If using a managed Kubernetes service (such as Amazon EKS or Google GKE), please consult the documentation of the respective provider for scaling recommendations.

Major Components Considered

The JARVICE control plane is a service-oriented architecture consisting of a public interface (web portal and API), as well, as internal web services. By default, JARVICE also uses its own database engine for storing system configuration and job history.

Database deployment (jarvice-db)

This is the default MySQL-based database component, and cannot scale beyond a single replica in the default control plane configuration. This is acceptable for typical deployments as the database in a JARVICE system does not handle high volumes of online transactions. For massive scale, it may be best to manage replicated MySQL servers outside of the Kubernetes system.

Data Abstraction Layer deployment (jarvice-dal)

The DAL is the central "business layer" for the JARVICE control plane, and manages configuration, policies, and security for all aspects of the system. This component is also key to most operations, and therefore is critical to scaling. As such, it receives the largest amount of resource of any single component in the control plane, and is designed to scale out with multiple replicas.

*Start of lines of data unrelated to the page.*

PR #4275, opened 2024-04-23
Remove precede/follow regex from `RegexTerminal`

### LINKED ISSUE #4266: Negative lookbehind/lookahead patterns in regex terminals are unsupported in practice
Currently, the syntax of regex terminals allows specifying 
- negative lookbehind with `(?<! ...)` 
- negative lookahead with `(?! ...)` 

For example, https://github.com/runtimeverification/k/blob/b2c217076fbaac0460a1980c47cbe5bf6b980516/pyk/src/tests/integration/test_parse_kast.py#L69-L74

Negative lookbehind occurs in some of the `kast.md` and `domains.md` definitions.

However, searching the frontend, these are never actually considered during lexing. That is, the `precedeRegex` and `followRegex` of `RegexTerminal`

https://github.com/runtimeverification/k/blob/6c9ec0b8ae8e7ab5c43c177c2414ff4a5490c896/kore/src/main/scala/org/kframework/definition/outer.scala#L1025

are never accessed in [`Scanner.java`](https://github.com/runtimeverification/k/blob/afa82dcd698ed78a985a41c3379e32a4f9fc69b8/kernel/src/main/java/org/kframework/parser/inner/kernel/Scanner.java`) nor anywhere else relevant.

Given that Flex does not support negative lookbehind/lookahead, IMO we should probably just drop the feature entirely.

Scott-Guest:
Closes #4266

Removes lingering references to the now unsupported negative lookbehinds/lookaheads in regex terminals.


k-distribution/tests/regression-new/issue-3647-debugTokens/a.test.kast.out
```diff
@@ -1,12 +1,12 @@
 |"Match"                                                                          | (location)    | Terminal            |
 |---------------------------------------------------------------------------------|---------------|---------------------|
-|"1"                                                                              | (1,1,1,2)     | r"[0-9]+"           |
+|"1"                                                                              | (1,1,1,2)     | r"[\\+-]?[0-9]+"    |
```
Baltoli, line 3: The issue here is that signed and unsigned integers now have overlapping lexical syntax at the same priority, right? (that is, this particular instance of instability will get resolved for free when you come round to implementing the overlap checker?)

Baltoli (approved):
Nice one, thanks Scott! I also think it's worth calling out that (as far as I can see) this PR is the first one to benefit from the Pyk / K merge.

k-distribution/tests/regression-new/issue-3647-debugTokens/a.test.kast.out
Scott-Guest: Yup! This will be stabilized with the overlap changes

PR #4280, opened 2024-04-25
Terminal node subsumption check correction

PetarMax:
This PR corrects a bug in which if the execution stopped precisely at a terminal node, that node would never be checked for subsumption. It also adds a test that fails on `master`/`develop` but succeeds in this PR.

### DIFF
--- a/pyk/src/pyk/proof/reachability.py
+++ b/pyk/src/pyk/proof/reachability.py
@@ -679,8 +679,9 @@ class APRProver(Prover[APRProof, APRProofStep, APRProofResult]):
         _inject_module(proof.dependencies_module_name, self.main_module_name, dependencies_as_rules)
         _inject_module(proof.circularities_module_name, proof.dependencies_module_name, [circularity_rule])
 
-        if self.kcfg_explore.kcfg_semantics.is_terminal(proof.kcfg.node(proof.target).cterm):
-            proof.add_terminal(proof.target)
+        for node_id in [proof.init, proof.target]:
+            if self.kcfg_explore.kcfg_semantics.is_terminal(proof.kcfg.node(node_id).cterm):
+                proof.add_terminal(node_id)
 
     def nonzero_depth(self, proof: APRProof, node: KCFG.Node) -> bool:
         return not proof.kcfg.zero_depth_between(proof.init, node.id)
--- a/pyk/src/pyk/proof/reachability.py
+++ b/pyk/src/pyk/proof/reachability.py
@@ -86,7 +86,6 @@ class APRProof(Proof[APRProofStep, APRProofResult], KCFGExploration):
     error_info: Exception | None
     prior_loops_cache: dict[int, list[int]]
 
-    _checked_for_terminal: set[int]
     _checked_for_bounded: set[int]
 
     def __init__(
@@ -124,7 +123,6 @@ class APRProof(Proof[APRProofStep, APRProofResult], KCFGExploration):
         self._exec_time = _exec_time
         self.error_info = error_info
 
-        self._checked_for_terminal = set()
         self._checked_for_bounded = set()
 
         if self.proof_dir is not None and self.proof_subdir is not None:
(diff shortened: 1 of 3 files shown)


pyk/src/pyk/proof/reachability.py
```diff
@@ -681,26 +679,12 @@ def _inject_module(module_name: str, import_name: str, sentences: list[KRuleLike
...
-    def _check_terminal(self, proof: APRProof, node: KCFG.Node) -> None:
-        if node.id not in proof._checked_for_terminal:
-            _LOGGER.info(f'Checking terminal: {node.id}')
-            proof._checked_for_terminal.add(node.id)
-            if self.kcfg_explore.kcfg_semantics.is_terminal(node.cterm):
-                _LOGGER.info(f'Terminal node: {node.id}.')
-                proof.add_terminal(node.id)
-            elif self.fast_check_subsumption and self._may_subsume(proof, node):
-                _LOGGER.info(f'Marking node as terminal because of fast may subsume check {proof.id}: {node.id}')
-                proof.add_terminal(node.id)
```
PetarMax, line 698: This was only used in `check_all_terminals`, and in other places we just use `is_terminal` of the underlying semantics, so I don't think we need it anymore.

pyk/src/pyk/proof/reachability.py
```diff
@@ -86,7 +86,6 @@ class APRProof(Proof[APRProofStep, APRProofResult], KCFGExploration):
     error_info: Exception | None
     prior_loops_cache: dict[int, list[int]]
 
-    _checked_for_terminal: set[int]
```
PetarMax, line 89: Given how proof execution is designed, I don't think there's a possibility of repeated terminalness checks for the same node, so I think we could lose this piece of state. Even if repeated checks do happen, they are very fast.

pyk/src/pyk/proof/reachability.py
```diff
@@ -681,26 +679,12 @@ def _inject_module(module_name: str, import_name: str, sentences: list[KRuleLike
         _inject_module(proof.dependencies_module_name, self.main_module_name, dependencies_as_rules)
         _inject_module(proof.circularities_module_name, proof.dependencies_module_name, [circularity_rule])
 
-        self._check_all_terminals(proof)
+        if self.kcfg_explore.kcfg_semantics.is_terminal(proof.kcfg.node(proof.target).cterm):
+            proof.add_terminal(proof.target)
```
PetarMax: We still have to check if the `target` node of the KCFG is terminal, because subsumption logic depends on it.

pyk/src/tests/integration/proof/test_imp.py
```diff
@@ -896,6 +896,36 @@ def test_all_path_reachability_prove(
             assert proof.status == proof_status
             assert leaf_number(proof) == expected_leaf_number
 
+    def test_terminal_node_subsumption(
```
PetarMax, line 899: The test, in essence, runs a claim up to its terminal node, stops, then makes one more step, which only checks subsumption.

tothtamas28 (approved):
LGTM. Please tests with `evm-semantics` and `kontrol` before merging.

pyk/src/pyk/proof/reachability.py
ehildenb: We should also check the initial state, since we should not have nodes in the graph which _are_ terminal but are not marked as such.

PetarMax: Yes, done now.

PetarMax:
> LGTM. Please tests with `evm-semantics` and `kontrol` before merging.

Yes, the draft PRs are [here](https://github.com/runtimeverification/evm-semantics/pull/2405) and [here](https://github.com/runtimeverification/kontrol/pull/536).

PetarMax:
The draft PRs are passing in principle, there are a few tests in Kontrol that I'm having trouble with in terms of expected output and different machines, but there are no unexpected changes.

PetarMax:
The draft PRs are passing now fully.

PR #4281, opened 2024-04-25
Revert constraint unsortedness

PetarMax:
Partial revert of #4249.

Due to problems in cross-machine orderings in the constraints of `CTerm`s observed by @goodlyrottenapple, this PR reverts the non-sortedness of `CTerm` constraints. The chronological order of `Split` constraints is still maintained.

### DIFF
--- a/pyk/src/pyk/cterm/cterm.py
+++ b/pyk/src/pyk/cterm/cterm.py
@@ -14,7 +14,6 @@ from ..kast.manip import (
     flatten_label,
     free_vars,
     ml_pred_to_bool,
-    normalize_constraints,
     push_down_rewrites,
     remove_useless_constraints,
     split_config_and_constraints,
@@ -23,7 +22,7 @@ from ..kast.manip import (
 from ..prelude.k import GENERATED_TOP_CELL
 from ..prelude.kbool import andBool, orBool
 from ..prelude.ml import is_bottom, is_top, mlAnd, mlBottom, mlEqualsTrue, mlImplies, mlTop
-from ..utils import unique
+from ..utils import single, unique
 
 if TYPE_CHECKING:
     from collections.abc import Iterable, Iterator
@@ -47,10 +46,10 @@ class CTerm:
 
     def __init__(self, config: KInner, constraints: Iterable[KInner] = ()) -> None:
         """Instantiate a given `CTerm`, performing basic sanity checks on the `config` and `constraints`."""
-        if is_top(config):
+        if CTerm._is_top(config):
             config = mlTop()
             constraints = ()
-        elif is_bottom(config):
+        elif CTerm._is_bottom(config):
             config = mlBottom()
             constraints = ()
         else:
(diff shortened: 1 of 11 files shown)


PetarMax:
Relevant PRs for testing: [KEVM](https://github.com/runtimeverification/evm-semantics/pull/2404) (passing) and [Kontrol](https://github.com/runtimeverification/kontrol/pull/535) (minor expected output faff, but nothing out of the ordinary).

PetarMax:
Both PRs upstream are passing now.

pyk/src/pyk/cterm/cterm.py
```diff
@@ -93,10 +93,12 @@ def _check_config(config: KInner) -> None:
             raise ValueError(f'Expected cell label, found: {config}')
 
     @staticmethod
-    def _normalize_constraints(constraints: Iterable[KInner]) -> tuple[KInner, ...]:
+    def _normalize_constraints(constraints: Iterable[KInner], maintain_order: bool = False) -> tuple[KInner, ...]:
```
tothtamas28: Consider extracting the flattening logic into a helper function. Then `maintain_order` can be removed, and `CSubst` won't have to call the private method of another class.

tothtamas28 (approved):

pyk/src/pyk/prelude/ml.py
```diff
@@ -20,12 +22,24 @@
 }
 
 
-def is_top(term: KInner) -> bool:
-    return isinstance(term, KApply) and term.label.name == '#Top'
-
-
-def is_bottom(term: KInner) -> bool:
-    return isinstance(term, KApply) and term.label.name == '#Bottom'
+def is_top(term: KInner, weak: bool = False) -> bool:
```
tothtamas28:
```suggestion
def is_top(term: KInner, *, weak: bool = False) -> bool:
```

pyk/src/pyk/prelude/ml.py
```diff
@@ -20,12 +22,24 @@
...
+    if weak:
+        flat = flatten_label('#And', term)
+        if len(flat) == 1:
+            return is_top(single(flat))
+        return all(is_top(term, weak=True) for term in flat)
+    else:
+        return isinstance(term, KApply) and term.label.name == '#Top'
```
tothtamas28: Consider extracting `_is_top` for the simple condition (as in an earlier version).

tothtamas28: (Nitpick) I'd organize this a bit differently to avoid indenting the `weak=True` logic:

```suggestion
    if _is_top(term):
        return True
    if not weak:
        return False
    flat = flatten_label('#And', term)
    if len(flat) == 1:
        return _is_top(single(flat))
    return all(is_top(term, weak=True) for term in flat)
```

pyk/src/pyk/prelude/ml.py
```diff
@@ -20,12 +22,24 @@
...
+
+
+def is_bottom(term: KInner, weak: bool = False) -> bool:
```
tothtamas28: (Symmetrically for `is_bottom`.)

tothtamas28 (approved):

PR #4286, opened 2024-04-26
Move long-running pyk tests into Docker container

### LINKED ISSUE #4277: Move long-running Pyk tests to self-hosted runners

tothtamas28:
Fixes #4277

* Create action `with-k-docker` that starts a Docker container with K installed from a `.deb` package
* Move long-running tests into Docker container and on self-hosted runners

### DIFF
--- a/.github/actions/setup-pyk-env/action.yml
+++ b/.github/actions/setup-pyk-env/action.yml
@@ -6,16 +6,6 @@ inputs:
     required: true
     type: string
     default: '3.10'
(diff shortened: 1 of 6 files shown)


Baltoli (approved):
Nice, this is really great! I think when we have both backends provided as separately packaged releases (https://github.com/runtimeverification/llvm-backend/pull/1036 for the LLVM backend), we should be approaching 20 minutes end-to-end time for K CI!

PR #4288, opened 2024-04-26
PyK wrappers for the proof trace python bindings

theo25:
This PR adds wrappers for the LLVM backend python bindings for poof hints. We add those wrappers to enable type checking and more convenient use of the bindings in general.

The PR also adds some infrastructure code to make it easier to write unit tests for these bindings.


pyk/src/tests/integration/kllvm/test_prooftrace.py
```diff
@@ -0,0 +1,56 @@
...
+
+        # check that there is a initial configuration
+        assert pt.initial_config.is_kore_pattern()
+
+        # check that the trace after the initial configuration is 3 events long
+        assert len(pt.trace) == 3
+
+        # check that the first event is the rewrite a() => b()
+        assert pt.trace[0].is_step_event()
+        rewrite_event = cast('prooftrace.LLVMRewriteEvent', pt.trace[0].step_event)
```
gtrepta: You can do `assert isinstance(pt.trace[0].step_event, prooftrace.LLVMRewriteEvent)` instead. The type checker will accept it and the type will be checked at runtime as well.

pyk/src/tests/integration/kllvm/test_prooftrace.py
```diff
@@ -0,0 +1,56 @@
...
+        assert rewrite_event.rule_ordinal == 96
```
gtrepta: Do you know how stable these rule ordinals are? I'm worried this assertion might break if we make a change to `domains.md`.

gtrepta (approved):
Approving with a couple of minor comments.

pyk/src/pyk/kllvm/compiler.py
Baltoli, line 1: I think the hint generation should maybe live in a separate module; it's not compiling anything, but rather executing the interpreter at runtime to generate a hint.

pyk/src/pyk/kllvm/compiler.py
```diff
@@ -91,3 +91,41 @@ def compile_runtime(
 
     assert module_file.is_file()
     return module_file
+
+
+# -------------------------------
+# utility for generation of hints
+# -------------------------------
+
+HINTS_FILE_NAME: Final = 'hints.bin'
```
Baltoli: This could be a defaulted parameter to `generate_hints`, rather than a global.

pyk/src/tests/integration/kllvm/test_prooftrace.py
```diff
@@ -0,0 +1,56 @@
...
+        LblinitGeneratedTopCell{}(
+          Lbl'Unds'Map'Unds'{}(
+            Lbl'Stop'Map{}(),
+            Lbl'UndsPipe'-'-GT-Unds'{}(
+               inj{SortKConfigVar{}, SortKItem{}}(\dv{SortKConfigVar{}}("$PGM")),
+               inj{SortFoo{}, SortKItem{}}(Lbla'LParRParUnds'TEST-PROOF-TRACE-SYNTAX'Unds'Foo{}())
+            )
+          )
+        )
+    """
```
Baltoli: You could express this using the KORE DSL Pyk gives you rather than writing a string by hand.

Baltoli (approved):
All looks good to me; a couple of small organisational comments.

pyk/src/tests/integration/kllvm/test_prooftrace.py
Robertorosmaninho: I'm not sure about changes in `domain.md`, but I would say that they can be a little bit unstable regarding the content of the definition. For instance, I had to modify several assertions like that on Pi2 regression tests when Theo modified the hints not to print intermediate steps! I believe we're using this style here to mimic what we use there. I am unsure if it is ideal from the K/Pyk side, but for us, it could be helpful to identify earlier that these will be affected, so we have to prepare ourselves to fix it when updating the K version.

pyk/src/tests/integration/kllvm/test_prooftrace.py
Robertorosmaninho: Thanks for the tip! Could you please point me to an example?

pyk/src/pyk/kllvm/compiler.py
Robertorosmaninho: Sure! Which module do you think suits it better?

pyk/src/tests/integration/kllvm/test_prooftrace.py
Baltoli: > I am unsure if it is ideal from the K/Pyk side

I would prefer not to introduce K tests that we know are likely to fail when unrelated code is changed; we've been squashing bugs like this recently.

> it could be helpful to identify earlier that these will be affected

Hard-coding the ordinals like this is convenient for writing test cases and has worked thus far, but perhaps now is the right time to figure out a more durable solution. Perhaps there's a way to use / improve the `compute-ordinal` script from the LLVM backend so that ordinals can be computed as part of the test script? Happy to chat through what this might look like if I'm being unclear.

pyk/src/pyk/kllvm/compiler.py
Baltoli: `kllvm.hints`? It is conceptually a new thing so I think a fresh module suits it best.

pyk/src/tests/integration/kllvm/test_prooftrace.py
Baltoli: Here's an integration test that constructs the expected output of a test using the KORE data structures; your input data here could be similar. Alternatively, you could just check the KORE text in as a test data file. Up to you what you prefer, but I think embedding KORE in a Python string is the least preferable of the three versions.

https://github.com/runtimeverification/k/blob/48b6ffa4110a30d5bd89f1952222c1d17d0d5dbe/pyk/src/tests/integration/kore/test_top_cell_initializer.py#L69-L78

pyk/src/tests/integration/kllvm/test_prooftrace.py
Robertorosmaninho: The problem here is that the `mypy` type check complains if we don't cast. It can't recognize that LLVMRewriteEvent is a subclass of LLVM stepevent.

gtrepta: `assert isinstance` should work as a cast. `mypy` doesn't complain when I do this:
```diff
         # check that the first event is the rewrite a() => b()
         assert pt.trace[0].is_step_event()
-        rewrite_event = cast('prooftrace.LLVMRewriteEvent', pt.trace[0].step_event)
-        assert rewrite_event.rule_ordinal == 96
+        assert isinstance(pt.trace[0].step_event, prooftrace.LLVMRewriteEvent)
+        assert pt.trace[0].step_event.rule_ordinal == 96
```

pyk/src/tests/integration/kllvm/test_prooftrace.py
Robertorosmaninho: Thank you, Bruce! I could assemble this as a replacement:
```Python
    program_pattern = KoreParser("Lbla\'LParRParUnds\'TEST-PROOF-TRACE-SYNTAX\'Unds\'Foo{}()").pattern()

    HINTS_INPUT_KORE = init_generated_top_cell(
        map_pattern(
            (
                inj(SORT_K_CONFIG_VAR, SORT_K_ITEM, k_config_var('$PGM')),
                inj(SortApp('SortFoo'), SORT_K_ITEM, program_pattern),
            )
        )
    ).text
```

However, I would like very much to replace the argument of `KoreParser` with this `kore_text`
```Python
kore_text = _kast(definition_dir=x, input='program', output='kore', expression="a()").stdout
```

The issue with this approach is that I couldn't figure out how to get the `x` definition directory :/ 
Could you help with it? Or is it okay to let it as it is?

pyk/src/tests/integration/kllvm/test_prooftrace.py
Robertorosmaninho: Sorry, I didn't try using `assert`. Thanks for the tip!

pyk/src/pyk/kllvm/compiler.py
Robertorosmaninho: Done!

pyk/src/pyk/kllvm/compiler.py
Robertorosmaninho: Done!

pyk/src/tests/integration/kllvm/test_prooftrace.py
Robertorosmaninho: We defined this will be addressed in a future PR in the LLVM backend, and then we'll come back here to update it appropriately.

pyk/src/tests/integration/kllvm/test_prooftrace.py
Baltoli: Rather than _parsing_ that pattern, just construct an instance of `pyk.kore.syntax.App` directly: https://github.com/runtimeverification/k/blob/54d416a4dfcc9dc09e5a19774fb91f700ee6ea09/pyk/src/pyk/kore/syntax.py#L475

Baltoli: The `pyk.kore.syntax` module defines data structures representing the KORE AST, the same as we have in the LLVM backend's AST module.

Robertorosmaninho: Done! Could you please review this and the whole PR once more? Sorry about the trouble!

PR #4292, opened 2024-04-27
Minimize boilerplate when building Commands/Options

### LINKED ISSUE #4188: Model commands and options with composition

nwatson22:


nwatson22:
Current issue I'm having:
The `Option` class is ideally where we'll input every piece of data about an individual option, e.g. `--debug`.
It would be nice to impose some type restrictions on each `Option`, so it's declared as a specific type and its `default` parameter can only be of that type. However, when I use generics to tell the `Option` what type it is, there doesn't seem to be any good way in python to read that type at runtime, and when I try to pass the type in as a normal parameter of type `type`, then it doesn't accept union types, e.g. `Int | None`.

Edit: I solved this for now by using a separate class for each type of option we might want to have, some of which have special features, e.g. `StringOption`, `BoolOption`, `EnumOption`, `ReadFileOption`

pyk/src/pyk/cli/cli.py
```diff
@@ -1,8 +1,377 @@
...
+    def __init__(
+        self,
+        name: str,
+        aliases: Iterable[str] = (),
+        cmd_line_name: str | None = None,
+        toml_name: str | None = None,
+        optional: bool = False,
+        help_str: str | None = None,
+        metavar: str | None = None,
+        default: Any = 'NoDefault',
```
tothtamas28: Consider introducing a dedicated value (a _null object_) for this, e.g.

```python3
NO_DEFAULT: Final = object()
```

pyk/src/pyk/cli/cli.py
```diff
@@ -1,8 +1,377 @@
...
+            default='NoDefault',
+            required=self.is_optional,
+            type=int,
+            help=self.help_str,
+            metavar=self.metavar,
+            dest=self.name,
+        )
+
+
+class BoolOption(Option):
```
tothtamas28: It'd be best to avoid the need for this class hierarchy. It is possible I'm missing something, but I think you can just add to `Option` all the attributes necessary to call `add_argument`.

nwatson22: I was looking to hide the argparse implementation details, like `FileType`, but I guess this is not really necessary.

Issue #120, opened 2020-09-25
scattering factors for ions


saransh13:
scattering factors for ions are not present in `hexrd`

joelvbernier:
Just checking on this.  Where you at @saransh13 ?

joelvbernier:
@saransh13 I think this is closed, yeah?

PR #121, opened 2020-09-25
Ionic form factors to compute "f0"

saransh13:
adding form factor to compute `f0` for ionic elements. The way in which the full scattering calculation is done now relies on the atomic number to element symbol mapping which does not convey the information about the charge. Therefore it'll be hard to implement scattering from ionic species in the way things are done right now. That'll require a more substantial change will be undertaken sometime later in the future.

For now at least putting in the form factors. This will partially resolve issue #120.


joelvbernier:
Should this be a draft PR for now?  We'll have to modify the CIF key munging to detect ionic species, yes?

saransh13:
This just adds form factors for ions in addition to the data already present. Shouldn't mess with anything really.
Nothing is done with the data yet.

joelvbernier (approved):

PR #123, opened 2020-09-28
Don't modify angles for Angstrom -> nm conversion

psavery:
Previously, the angles were being divided by 10 in addition
to the lengths. The angles should not be modified for this conversion.


cjh1 (approved):
LGTM

PR #126, opened 2020-09-29
Use pathlib to get suffix

cjh1:
The logic was searching for the first dot. This does not work if the path has a dot in it for example a version number in the package.


cjh1:
@saransh13 This is needed to get things working in the package.

psavery (approved):
LGTM

PR #127, opened 2020-10-02
Add extensions directory

cjh1:
This fixes an issue with develop install on Windows, as the sglite
directory already exists.


cjh1:
@joelvbernier This should resolve the dev install issue.

joelvbernier (changes requested):
The idea of the extensions folder was to have a single place for all the compiled extenstions to go.  Also, sglite is going away, as the new materials package replaces it (and we will no longer need to build the sglite package).  Lastly, the transforms extension has no relation to sglite, and if anything can go into the transforms package folder.

cjh1:
OK, I will rework

joelvbernier (approved):

PR #131, opened 2020-10-10
Ported "applySym" function in symmetry module from python2 hexrd

rachelelim:
Needed to calculate Schmid tensors.


joelvbernier:
This method was moved to hexrd.rotations to fix a circular import.

PR #132, opened 2020-10-21
Check for empty presults before fitting attempt

psavery:
In some cases, presults may be empty for a specific detector. This would
lead to a numpy exception later when a vstack was attempted with an empty
list.

Check if presults is empty, and if so, set the culled results to empty as
well and continue.

@joelvbernier Is it reasonable for the `presults` variable to be empty? It looks like it is empty
sometimes for our 8-detector example, and that was causing the exception in https://github.com/HEXRD/hexrdgui/issues/643.

If it is not reasonable for `presults` to be empty, we may need to find a different fix.

Fixes: https://github.com/HEXRD/hexrdgui/issues/643

### DIFF
--- a/hexrd/fitgrains.py
+++ b/hexrd/fitgrains.py
@@ -228,6 +228,10 @@ def fit_grain_FF_reduced(grain_id):
         for det_key in culled_results_r:
             presults = culled_results[det_key]
 
+            if not presults:
+                culled_results_r[det_key] = []
+                continue
+
             ims = imgser_dict[det_key]
             ome_step = sum(np.r_[-1, 1]*ims.metadata['omega'][0, :])
 


cjh1:
@saransh13 Any chance you can review this and answer @psavery question. It would be good to get this in.

saransh13:
I haven't worked too much on the fit grains program so I would defer to @joelvbernier on this.

psavery:
The filesystem is being used here currently: https://github.com/HEXRD/hexrd/blob/2ee9f3bcb42ed4328b930dd68acf65da7e127125/hexrd/fitgrains.py#L155-L161

joelvbernier:
Yeah @psavery -- that is in the case of an overlap table only (currently not implemented in the standard workflow).  Looks like the `presults` are coming from the `results` dict in memory, **not** the filesystem, so I think your fix is appropriate (_i.e._, empty really means empty!): https://github.com/HEXRD/hexrd/blob/2ee9f3bcb42ed4328b930dd68acf65da7e127125/hexrd/fitgrains.py#L100-L111

joelvbernier (approved):

psavery:
Sounds great, thanks Joel!

Issue #133, opened 2020-10-30
Compilation error


saransh13:
There is some error in the `hexrd` installation. Not sure where this is originating. The installation goes fine on my Mac.

`gcc -Wno-unused-result -Wsign-compare -Wunreachable-code -DNDEBUG -g -fwrapv -O3 -Wall -I/usr/local/opt/sqlite/include -I/usr/local/opt/sqlite/include -I/Users/runner/hostedtoolcache/Python/3.8.6/x64/include/python3.8 -c src/lib/lex.yy.c -o build/temp.macosx-10.14-x86_64-3.8/src/lib/lex.yy.o
133
    star.l:111:28: warning: using the result of an assignment as a condition without parentheses [-Wparentheses]
134
                     while ( p = strchr( p, '\''))
135
                             ~~^~~~~~~~~~~~~~~~~~
136
    star.l:111:28: note: place parentheses around the assignment to silence this warning
137
                     while ( p = strchr( p, '\''))
138
                               ^
139
                             (                   )
140
    star.l:111:28: note: use '==' to turn this assignment into an equality comparison
141
                     while ( p = strchr( p, '\''))
142
                               ^
143
                               ==
144
    star.l:136:28: warning: using the result of an assignment as a condition without parentheses [-Wparentheses]
145
                     while ( p = strchr( p, '\"'))
146
                             ~~^~~~~~~~~~~~~~~~~~
147
    star.l:136:28: note: place parentheses around the assignment to silence this warning
148
                     while ( p = strchr( p, '\"'))
149
                               ^
150
                             (                   )
151
    star.l:136:28: note: use '==' to turn this assignment into an equality comparison
152
                     while ( p = strchr( p, '\"'))
153
                               ^
154
                               ==
155
    star.l:117:24: warning: comparison of integers of different signs: 'int' and 'yy_size_t' (aka 'unsigned long') [-Wsign-compare]
156
                           yyless( i );
157
                           ^~~~~~~~~~~
158
    lex.yy.c:205:9: note: expanded from macro 'yyless'
159
            YY_LESS_LINENO(yyless_macro_arg);\
160
            ^~~~~~~~~~~~~~~~~~~~~~~~~~~~~~~~
161
    lex.yy.c:187:36: note: expanded from macro 'YY_LESS_LINENO'
162
                    for ( yyl = n; yyl < yyleng; ++yyl )\
163
                                   ~~~ ^ ~~~~~~
164
[...]

PR #134, opened 2020-11-04
Switch to XCode 11.7

cjh1:
pycifrw will not build with the latest version of XCode so downgrade to 11.7.

### DIFF
--- a/.github/workflows/test.yml
+++ b/.github/workflows/test.yml
@@ -31,6 +31,12 @@ jobs:
       run:
         shell: bash
     steps:
+    - name: Use XCode 11.7 so pycifrw will build
+      if: ${{ matrix.config.name == 'MacOSX' }}
+      uses: maxim-lobanov/setup-xcode@v1
+      with:
+        xcode-version: '11.7'
+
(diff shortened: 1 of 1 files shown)


cjh1:
@saransh13 This fixes #133. The problem was caused by [this upgrade](https://github.com/actions/virtual-environments/issues/1712). There is update upstream that fixes the package to build with the latest XCode, but its not in a release yet. I have requested the maintainer pushes a new release. For now this will get the CI back passing.

.github/workflows/test.yml
```diff
@@ -31,6 +31,12 @@ jobs:
       run:
         shell: bash
     steps:
+    - name: Use XCode 12.0 so pycifrw will build
```
psavery, line 34: Should this be "11.7" instead of "12.0"?

cjh1: Indeed, I tried 12.0 first :-)

cjh1: Fixed

psavery (approved):
LGTM

saransh13:
@psavery Thanks! Merging this.

PR #137, opened 2020-11-11
Density computation

saransh13:
Fix density computation and make it a property such that it is recalculated when space group or lattice parameters are changed.


hexrd/unitcell.py
```diff
@@ -1258,6 +1314,8 @@ def a(self, val):
         self.ik = 1
         self.il = 1
         self.CalcMaxGIndex()
+        if(hasattr(self, 'numat')):
```
psavery, line 1317: You don't actually need these outer parentheses in `if` statements in python. Most people leave them out.

psavery (approved):
LGTM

"Upstream" Scheduler deployment

jarvice-scheduler

The upstream scheduler receives scheduling and job control requests from the user interfaces and converts them to downstream requests targeting actual compute clusters. In a single cluster configuration, downstream requests are handled in the same control plane, which is also the case for the "default cluster" in a multi-cluster configuration. This is a scale-out component designed to support multiple replicas both for performance and high availabiity, with minor critical sections during job submission to avoid race conditions. Distributed locking to govern these critical sections is handled automatically by the JARVICE control plane.

jarvice-sched-pass

The jarvice-sched-pass component is responsible for job status updates and reconciliation, including job finalization. This is not a scalable component and uses a global lock to ensure only one replica is acting at any given time. It is however fault-tolerant, allowing for other instances to take over processing should it fail, without disruption. While jarvice-sched-pass can become a bottleneck during large amounts of job status update changes, it utilizes parallel worker threads to improve processing performance during each iteration. For additional details, please see Advanced: Scheduler Performance Tuning.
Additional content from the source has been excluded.